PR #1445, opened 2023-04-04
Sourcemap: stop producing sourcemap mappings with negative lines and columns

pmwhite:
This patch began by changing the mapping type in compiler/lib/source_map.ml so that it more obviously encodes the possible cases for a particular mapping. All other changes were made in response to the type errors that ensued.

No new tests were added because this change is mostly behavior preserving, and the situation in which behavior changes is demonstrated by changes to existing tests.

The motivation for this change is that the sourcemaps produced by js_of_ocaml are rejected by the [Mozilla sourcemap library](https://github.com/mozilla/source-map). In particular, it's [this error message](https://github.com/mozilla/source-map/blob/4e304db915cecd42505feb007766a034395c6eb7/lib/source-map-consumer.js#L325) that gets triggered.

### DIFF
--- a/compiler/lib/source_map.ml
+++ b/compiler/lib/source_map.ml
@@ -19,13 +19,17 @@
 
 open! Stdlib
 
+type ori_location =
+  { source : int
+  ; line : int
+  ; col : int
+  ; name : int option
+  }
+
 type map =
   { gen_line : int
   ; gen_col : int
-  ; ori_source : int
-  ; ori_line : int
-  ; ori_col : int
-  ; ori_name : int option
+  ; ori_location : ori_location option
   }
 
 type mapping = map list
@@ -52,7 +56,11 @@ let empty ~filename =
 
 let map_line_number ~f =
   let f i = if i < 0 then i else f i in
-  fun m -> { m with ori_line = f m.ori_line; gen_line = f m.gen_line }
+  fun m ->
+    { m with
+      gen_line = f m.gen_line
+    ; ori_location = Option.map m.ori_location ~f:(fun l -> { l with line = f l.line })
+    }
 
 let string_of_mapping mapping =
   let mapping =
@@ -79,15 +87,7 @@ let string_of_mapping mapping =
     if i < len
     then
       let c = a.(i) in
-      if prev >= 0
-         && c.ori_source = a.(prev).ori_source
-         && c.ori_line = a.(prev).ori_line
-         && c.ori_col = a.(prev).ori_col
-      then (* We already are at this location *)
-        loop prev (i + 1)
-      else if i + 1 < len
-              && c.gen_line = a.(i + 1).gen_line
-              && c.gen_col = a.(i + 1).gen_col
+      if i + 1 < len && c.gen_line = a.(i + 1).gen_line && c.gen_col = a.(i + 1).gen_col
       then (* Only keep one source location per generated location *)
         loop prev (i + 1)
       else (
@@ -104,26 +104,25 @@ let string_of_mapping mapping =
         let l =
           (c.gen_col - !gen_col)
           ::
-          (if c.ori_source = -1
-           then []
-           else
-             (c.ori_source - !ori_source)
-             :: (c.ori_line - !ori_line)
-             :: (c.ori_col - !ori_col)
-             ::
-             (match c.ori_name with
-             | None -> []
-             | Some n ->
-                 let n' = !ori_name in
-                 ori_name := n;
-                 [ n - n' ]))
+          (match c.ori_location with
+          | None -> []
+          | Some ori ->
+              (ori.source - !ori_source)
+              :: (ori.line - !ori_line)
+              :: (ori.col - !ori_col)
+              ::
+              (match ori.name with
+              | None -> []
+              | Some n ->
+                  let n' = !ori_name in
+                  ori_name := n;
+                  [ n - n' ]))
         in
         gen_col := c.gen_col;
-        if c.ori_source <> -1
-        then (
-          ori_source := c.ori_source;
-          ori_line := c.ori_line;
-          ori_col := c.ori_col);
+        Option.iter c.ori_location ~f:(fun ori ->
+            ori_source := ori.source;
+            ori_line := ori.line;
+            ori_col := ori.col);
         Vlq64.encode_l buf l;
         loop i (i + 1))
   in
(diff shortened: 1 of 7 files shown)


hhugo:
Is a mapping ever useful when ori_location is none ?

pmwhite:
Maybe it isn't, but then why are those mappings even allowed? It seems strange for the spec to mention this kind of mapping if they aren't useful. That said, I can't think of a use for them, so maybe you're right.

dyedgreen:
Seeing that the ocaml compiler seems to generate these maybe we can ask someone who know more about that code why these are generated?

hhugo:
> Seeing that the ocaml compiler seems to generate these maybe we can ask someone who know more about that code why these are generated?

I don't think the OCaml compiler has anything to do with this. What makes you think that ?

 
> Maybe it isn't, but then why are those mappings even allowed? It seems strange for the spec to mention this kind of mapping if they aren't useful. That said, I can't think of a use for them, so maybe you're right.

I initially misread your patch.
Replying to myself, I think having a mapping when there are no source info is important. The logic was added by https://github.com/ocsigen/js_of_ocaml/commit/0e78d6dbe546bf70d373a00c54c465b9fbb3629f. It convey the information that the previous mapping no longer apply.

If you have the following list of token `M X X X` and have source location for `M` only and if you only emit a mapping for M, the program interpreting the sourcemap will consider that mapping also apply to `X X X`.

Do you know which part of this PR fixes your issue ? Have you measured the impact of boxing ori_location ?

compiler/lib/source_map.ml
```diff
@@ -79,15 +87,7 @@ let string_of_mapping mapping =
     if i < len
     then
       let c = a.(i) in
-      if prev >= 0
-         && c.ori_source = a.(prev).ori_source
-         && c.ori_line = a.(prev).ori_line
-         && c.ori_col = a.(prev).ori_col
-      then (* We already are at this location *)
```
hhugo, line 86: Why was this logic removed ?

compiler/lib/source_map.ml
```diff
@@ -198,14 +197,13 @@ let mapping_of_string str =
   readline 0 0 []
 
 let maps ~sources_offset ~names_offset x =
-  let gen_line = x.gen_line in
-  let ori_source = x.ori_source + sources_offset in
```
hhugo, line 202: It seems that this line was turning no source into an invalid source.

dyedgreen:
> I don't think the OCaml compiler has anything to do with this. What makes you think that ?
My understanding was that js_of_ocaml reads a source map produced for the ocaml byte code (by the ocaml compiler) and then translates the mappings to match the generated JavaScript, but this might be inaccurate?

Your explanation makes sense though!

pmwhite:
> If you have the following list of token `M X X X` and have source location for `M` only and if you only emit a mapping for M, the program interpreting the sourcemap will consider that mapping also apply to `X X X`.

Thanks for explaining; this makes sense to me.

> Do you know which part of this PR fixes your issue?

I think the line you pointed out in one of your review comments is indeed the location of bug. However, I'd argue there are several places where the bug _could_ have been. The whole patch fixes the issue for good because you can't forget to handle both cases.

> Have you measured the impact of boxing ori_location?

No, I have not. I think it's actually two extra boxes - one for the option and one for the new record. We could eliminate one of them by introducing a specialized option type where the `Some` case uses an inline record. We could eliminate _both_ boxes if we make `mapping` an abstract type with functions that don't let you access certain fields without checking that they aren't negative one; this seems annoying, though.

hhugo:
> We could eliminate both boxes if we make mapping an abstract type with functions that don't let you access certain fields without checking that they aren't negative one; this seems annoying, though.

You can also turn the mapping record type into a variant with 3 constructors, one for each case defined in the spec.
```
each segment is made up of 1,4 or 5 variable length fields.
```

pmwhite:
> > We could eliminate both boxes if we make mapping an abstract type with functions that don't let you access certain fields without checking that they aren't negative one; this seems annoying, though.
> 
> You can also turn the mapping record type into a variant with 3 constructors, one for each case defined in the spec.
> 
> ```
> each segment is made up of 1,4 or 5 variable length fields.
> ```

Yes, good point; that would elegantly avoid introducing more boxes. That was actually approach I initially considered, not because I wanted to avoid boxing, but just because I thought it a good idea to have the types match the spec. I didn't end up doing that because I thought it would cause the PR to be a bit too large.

● ● ●

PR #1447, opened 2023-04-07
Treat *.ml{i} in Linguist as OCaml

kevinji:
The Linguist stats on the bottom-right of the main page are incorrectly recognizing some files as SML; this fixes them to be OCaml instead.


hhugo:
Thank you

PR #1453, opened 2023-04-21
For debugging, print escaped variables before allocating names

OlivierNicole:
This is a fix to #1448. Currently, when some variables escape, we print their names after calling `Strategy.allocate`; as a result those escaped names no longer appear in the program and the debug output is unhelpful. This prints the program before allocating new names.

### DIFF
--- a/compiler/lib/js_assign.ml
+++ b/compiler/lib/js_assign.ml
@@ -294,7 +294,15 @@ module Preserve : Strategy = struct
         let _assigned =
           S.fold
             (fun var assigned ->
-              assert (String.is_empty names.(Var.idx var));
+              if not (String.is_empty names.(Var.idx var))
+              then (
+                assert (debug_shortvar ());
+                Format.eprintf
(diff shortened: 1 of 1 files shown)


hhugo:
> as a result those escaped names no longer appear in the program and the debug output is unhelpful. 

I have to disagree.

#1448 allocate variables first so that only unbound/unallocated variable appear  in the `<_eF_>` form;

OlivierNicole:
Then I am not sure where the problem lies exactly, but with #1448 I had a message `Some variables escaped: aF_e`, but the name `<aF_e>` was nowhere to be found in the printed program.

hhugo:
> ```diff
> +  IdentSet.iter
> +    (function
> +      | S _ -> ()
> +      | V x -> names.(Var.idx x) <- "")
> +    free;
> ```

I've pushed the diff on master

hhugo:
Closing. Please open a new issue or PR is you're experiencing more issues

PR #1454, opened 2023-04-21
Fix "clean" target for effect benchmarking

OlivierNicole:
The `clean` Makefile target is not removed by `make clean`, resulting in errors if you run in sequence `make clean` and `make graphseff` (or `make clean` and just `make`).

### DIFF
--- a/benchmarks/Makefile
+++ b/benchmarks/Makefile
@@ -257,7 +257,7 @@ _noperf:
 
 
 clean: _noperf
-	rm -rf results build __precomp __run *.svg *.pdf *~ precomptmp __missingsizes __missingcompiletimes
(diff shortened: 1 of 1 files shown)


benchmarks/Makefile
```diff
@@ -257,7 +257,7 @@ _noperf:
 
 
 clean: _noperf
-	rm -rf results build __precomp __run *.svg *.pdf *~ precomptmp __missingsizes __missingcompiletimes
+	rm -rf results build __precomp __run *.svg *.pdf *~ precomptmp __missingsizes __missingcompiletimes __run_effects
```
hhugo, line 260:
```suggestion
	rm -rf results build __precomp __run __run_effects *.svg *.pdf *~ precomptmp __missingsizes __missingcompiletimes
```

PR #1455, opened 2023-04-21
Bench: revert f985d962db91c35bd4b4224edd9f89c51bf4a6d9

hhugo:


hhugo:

● ● ●

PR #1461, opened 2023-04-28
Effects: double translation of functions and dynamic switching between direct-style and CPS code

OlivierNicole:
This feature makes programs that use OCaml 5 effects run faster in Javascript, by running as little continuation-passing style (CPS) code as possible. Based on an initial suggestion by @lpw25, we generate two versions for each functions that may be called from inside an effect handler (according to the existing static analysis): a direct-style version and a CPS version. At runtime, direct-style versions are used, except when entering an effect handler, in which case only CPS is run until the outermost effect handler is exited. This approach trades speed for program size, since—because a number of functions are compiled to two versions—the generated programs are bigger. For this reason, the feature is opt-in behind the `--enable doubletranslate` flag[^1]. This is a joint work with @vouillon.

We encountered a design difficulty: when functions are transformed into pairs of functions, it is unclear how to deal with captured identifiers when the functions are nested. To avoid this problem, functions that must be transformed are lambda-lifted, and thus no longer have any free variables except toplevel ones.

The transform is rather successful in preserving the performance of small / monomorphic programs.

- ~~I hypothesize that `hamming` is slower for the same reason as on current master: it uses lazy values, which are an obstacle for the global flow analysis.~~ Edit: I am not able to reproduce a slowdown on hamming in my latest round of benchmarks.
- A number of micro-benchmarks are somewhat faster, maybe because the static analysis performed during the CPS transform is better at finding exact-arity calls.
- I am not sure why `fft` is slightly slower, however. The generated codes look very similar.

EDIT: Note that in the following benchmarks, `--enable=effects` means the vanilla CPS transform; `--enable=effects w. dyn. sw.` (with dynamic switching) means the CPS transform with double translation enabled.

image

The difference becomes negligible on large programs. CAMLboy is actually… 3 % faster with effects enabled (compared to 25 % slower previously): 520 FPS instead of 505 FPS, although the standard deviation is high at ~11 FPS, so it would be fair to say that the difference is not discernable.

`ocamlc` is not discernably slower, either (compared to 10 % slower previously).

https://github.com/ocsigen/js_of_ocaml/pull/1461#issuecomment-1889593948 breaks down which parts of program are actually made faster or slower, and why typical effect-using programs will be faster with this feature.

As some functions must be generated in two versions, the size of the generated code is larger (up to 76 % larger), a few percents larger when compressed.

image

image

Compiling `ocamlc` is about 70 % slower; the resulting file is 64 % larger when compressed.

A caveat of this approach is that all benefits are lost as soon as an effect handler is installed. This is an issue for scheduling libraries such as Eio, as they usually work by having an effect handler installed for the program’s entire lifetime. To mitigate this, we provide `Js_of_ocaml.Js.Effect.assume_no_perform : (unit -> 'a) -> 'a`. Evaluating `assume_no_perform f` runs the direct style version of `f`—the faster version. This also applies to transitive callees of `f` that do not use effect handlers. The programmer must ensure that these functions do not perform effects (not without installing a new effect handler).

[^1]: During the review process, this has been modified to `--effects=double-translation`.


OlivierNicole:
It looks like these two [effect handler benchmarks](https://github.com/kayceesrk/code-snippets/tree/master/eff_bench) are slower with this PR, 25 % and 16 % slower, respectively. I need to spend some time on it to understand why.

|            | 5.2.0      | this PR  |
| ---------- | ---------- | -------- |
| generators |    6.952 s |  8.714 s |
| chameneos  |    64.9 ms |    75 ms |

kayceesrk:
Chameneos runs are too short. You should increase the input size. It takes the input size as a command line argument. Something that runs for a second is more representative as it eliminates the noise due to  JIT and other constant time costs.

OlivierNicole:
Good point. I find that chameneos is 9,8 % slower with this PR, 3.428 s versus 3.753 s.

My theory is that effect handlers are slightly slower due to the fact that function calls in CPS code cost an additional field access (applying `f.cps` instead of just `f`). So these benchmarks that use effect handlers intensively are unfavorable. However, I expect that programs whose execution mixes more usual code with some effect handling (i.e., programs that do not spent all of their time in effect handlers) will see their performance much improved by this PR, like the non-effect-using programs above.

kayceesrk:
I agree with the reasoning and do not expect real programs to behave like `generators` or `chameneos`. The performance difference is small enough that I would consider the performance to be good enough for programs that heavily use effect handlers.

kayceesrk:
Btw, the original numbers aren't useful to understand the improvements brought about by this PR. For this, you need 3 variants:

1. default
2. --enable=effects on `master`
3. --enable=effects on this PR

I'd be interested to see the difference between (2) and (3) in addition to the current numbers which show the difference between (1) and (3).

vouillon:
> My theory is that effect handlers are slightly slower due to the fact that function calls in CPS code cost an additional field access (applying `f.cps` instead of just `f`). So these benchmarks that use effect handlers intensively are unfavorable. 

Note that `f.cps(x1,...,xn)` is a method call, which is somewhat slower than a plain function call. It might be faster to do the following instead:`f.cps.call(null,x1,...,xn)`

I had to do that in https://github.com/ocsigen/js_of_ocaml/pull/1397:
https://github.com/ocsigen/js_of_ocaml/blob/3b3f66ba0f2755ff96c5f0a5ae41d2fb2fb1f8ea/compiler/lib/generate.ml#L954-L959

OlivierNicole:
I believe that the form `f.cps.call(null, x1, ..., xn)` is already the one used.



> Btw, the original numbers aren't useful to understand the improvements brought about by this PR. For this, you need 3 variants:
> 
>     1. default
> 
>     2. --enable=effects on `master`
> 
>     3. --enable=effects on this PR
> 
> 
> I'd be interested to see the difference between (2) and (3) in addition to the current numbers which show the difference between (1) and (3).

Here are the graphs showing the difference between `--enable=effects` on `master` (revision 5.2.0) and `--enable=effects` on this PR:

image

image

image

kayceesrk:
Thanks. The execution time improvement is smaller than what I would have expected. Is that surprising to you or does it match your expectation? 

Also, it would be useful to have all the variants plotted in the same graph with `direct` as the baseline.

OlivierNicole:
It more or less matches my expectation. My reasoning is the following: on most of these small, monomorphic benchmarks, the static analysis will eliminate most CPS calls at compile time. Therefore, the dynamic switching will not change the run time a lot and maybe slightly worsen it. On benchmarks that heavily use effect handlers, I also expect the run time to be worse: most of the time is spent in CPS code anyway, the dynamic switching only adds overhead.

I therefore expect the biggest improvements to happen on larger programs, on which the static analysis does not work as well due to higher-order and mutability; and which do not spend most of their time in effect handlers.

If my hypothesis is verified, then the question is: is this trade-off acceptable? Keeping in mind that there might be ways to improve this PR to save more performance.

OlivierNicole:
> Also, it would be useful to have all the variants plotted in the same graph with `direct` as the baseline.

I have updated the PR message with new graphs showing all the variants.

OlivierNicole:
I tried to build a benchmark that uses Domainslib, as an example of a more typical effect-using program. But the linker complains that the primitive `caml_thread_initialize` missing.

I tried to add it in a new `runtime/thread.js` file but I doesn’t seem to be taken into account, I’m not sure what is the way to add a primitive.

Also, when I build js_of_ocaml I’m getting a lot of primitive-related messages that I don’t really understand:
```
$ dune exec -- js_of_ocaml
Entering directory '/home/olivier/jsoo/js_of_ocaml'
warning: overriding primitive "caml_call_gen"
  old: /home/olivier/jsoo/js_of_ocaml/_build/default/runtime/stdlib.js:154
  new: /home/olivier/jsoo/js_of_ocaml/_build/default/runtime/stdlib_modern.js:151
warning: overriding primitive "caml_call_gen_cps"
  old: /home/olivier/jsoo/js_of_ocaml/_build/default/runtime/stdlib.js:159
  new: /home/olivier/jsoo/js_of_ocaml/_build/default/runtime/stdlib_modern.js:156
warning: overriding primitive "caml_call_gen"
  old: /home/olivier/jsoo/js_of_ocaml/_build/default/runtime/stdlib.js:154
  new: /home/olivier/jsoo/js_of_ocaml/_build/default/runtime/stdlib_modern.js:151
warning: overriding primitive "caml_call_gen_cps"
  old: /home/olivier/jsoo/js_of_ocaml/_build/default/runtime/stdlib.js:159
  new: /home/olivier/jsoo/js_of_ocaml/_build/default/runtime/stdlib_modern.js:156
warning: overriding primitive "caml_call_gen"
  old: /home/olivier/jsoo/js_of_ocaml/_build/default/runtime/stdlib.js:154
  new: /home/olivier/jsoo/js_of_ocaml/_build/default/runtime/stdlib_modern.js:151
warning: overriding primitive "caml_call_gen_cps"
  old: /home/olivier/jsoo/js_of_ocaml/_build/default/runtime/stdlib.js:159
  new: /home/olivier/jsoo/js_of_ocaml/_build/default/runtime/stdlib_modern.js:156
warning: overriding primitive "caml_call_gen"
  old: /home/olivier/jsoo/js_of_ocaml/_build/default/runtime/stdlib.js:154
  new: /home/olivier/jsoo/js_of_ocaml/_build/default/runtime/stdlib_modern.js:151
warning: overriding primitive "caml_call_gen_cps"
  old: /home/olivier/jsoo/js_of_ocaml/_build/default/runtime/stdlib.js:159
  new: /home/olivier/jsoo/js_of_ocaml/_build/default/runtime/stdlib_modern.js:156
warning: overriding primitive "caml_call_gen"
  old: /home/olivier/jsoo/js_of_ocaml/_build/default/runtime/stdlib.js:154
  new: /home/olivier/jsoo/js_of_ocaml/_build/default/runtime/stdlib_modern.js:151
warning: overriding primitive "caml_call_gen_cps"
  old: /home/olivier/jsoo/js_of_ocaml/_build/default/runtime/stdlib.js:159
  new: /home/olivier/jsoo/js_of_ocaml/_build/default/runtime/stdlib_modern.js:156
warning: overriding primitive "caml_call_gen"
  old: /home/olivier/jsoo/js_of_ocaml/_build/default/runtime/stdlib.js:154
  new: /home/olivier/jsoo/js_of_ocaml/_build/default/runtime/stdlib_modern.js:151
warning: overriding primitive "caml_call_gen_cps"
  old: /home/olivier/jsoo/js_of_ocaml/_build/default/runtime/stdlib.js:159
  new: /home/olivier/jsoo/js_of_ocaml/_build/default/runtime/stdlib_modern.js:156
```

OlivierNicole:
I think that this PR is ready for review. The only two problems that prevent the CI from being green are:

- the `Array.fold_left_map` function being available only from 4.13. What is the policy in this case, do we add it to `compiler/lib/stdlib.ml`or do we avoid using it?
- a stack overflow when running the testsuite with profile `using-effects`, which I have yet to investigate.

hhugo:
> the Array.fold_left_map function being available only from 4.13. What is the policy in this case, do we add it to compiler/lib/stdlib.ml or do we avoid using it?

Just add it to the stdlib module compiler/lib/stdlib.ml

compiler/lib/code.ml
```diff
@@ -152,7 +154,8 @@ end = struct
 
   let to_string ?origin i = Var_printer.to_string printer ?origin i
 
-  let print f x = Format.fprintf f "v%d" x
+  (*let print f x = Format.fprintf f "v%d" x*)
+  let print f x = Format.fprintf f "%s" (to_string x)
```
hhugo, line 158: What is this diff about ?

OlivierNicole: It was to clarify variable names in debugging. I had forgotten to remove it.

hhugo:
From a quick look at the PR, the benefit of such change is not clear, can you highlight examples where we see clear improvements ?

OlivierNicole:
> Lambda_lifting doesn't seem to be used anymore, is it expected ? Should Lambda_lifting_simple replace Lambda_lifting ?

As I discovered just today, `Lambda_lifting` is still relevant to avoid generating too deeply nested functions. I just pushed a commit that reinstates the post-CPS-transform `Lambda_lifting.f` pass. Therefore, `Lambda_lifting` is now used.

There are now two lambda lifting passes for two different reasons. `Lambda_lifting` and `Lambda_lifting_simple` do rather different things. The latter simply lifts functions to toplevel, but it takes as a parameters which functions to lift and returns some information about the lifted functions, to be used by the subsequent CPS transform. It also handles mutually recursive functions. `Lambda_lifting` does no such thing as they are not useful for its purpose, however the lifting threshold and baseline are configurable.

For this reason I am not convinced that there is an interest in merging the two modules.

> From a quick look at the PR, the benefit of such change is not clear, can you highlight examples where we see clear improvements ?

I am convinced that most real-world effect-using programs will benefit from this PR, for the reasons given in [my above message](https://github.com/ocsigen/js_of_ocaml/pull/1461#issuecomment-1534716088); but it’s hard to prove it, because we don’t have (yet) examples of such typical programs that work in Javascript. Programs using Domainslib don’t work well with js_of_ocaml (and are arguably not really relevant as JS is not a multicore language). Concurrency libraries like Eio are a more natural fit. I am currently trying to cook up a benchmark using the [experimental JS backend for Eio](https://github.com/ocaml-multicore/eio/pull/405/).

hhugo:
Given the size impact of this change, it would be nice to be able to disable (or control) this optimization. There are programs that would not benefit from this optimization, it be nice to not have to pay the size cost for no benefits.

● ● ●

Filter the lines above, keeping and copying those that contain "blob".

- [Output of the exercise]
The motivation for this change is that the sourcemaps produced by js_of_ocaml are rejected by the [Mozilla sourcemap library](https://github.com/mozilla/source-map). In particular, it's [this error message](https://github.com/mozilla/source-map/blob/4e304db915cecd42505feb007766a034395c6eb7/lib/source-map-consumer.js#L325) that gets triggered.
https://github.com/ocsigen/js_of_ocaml/blob/3b3f66ba0f2755ff96c5f0a5ae41d2fb2fb1f8ea/compiler/lib/generate.ml#L954-L959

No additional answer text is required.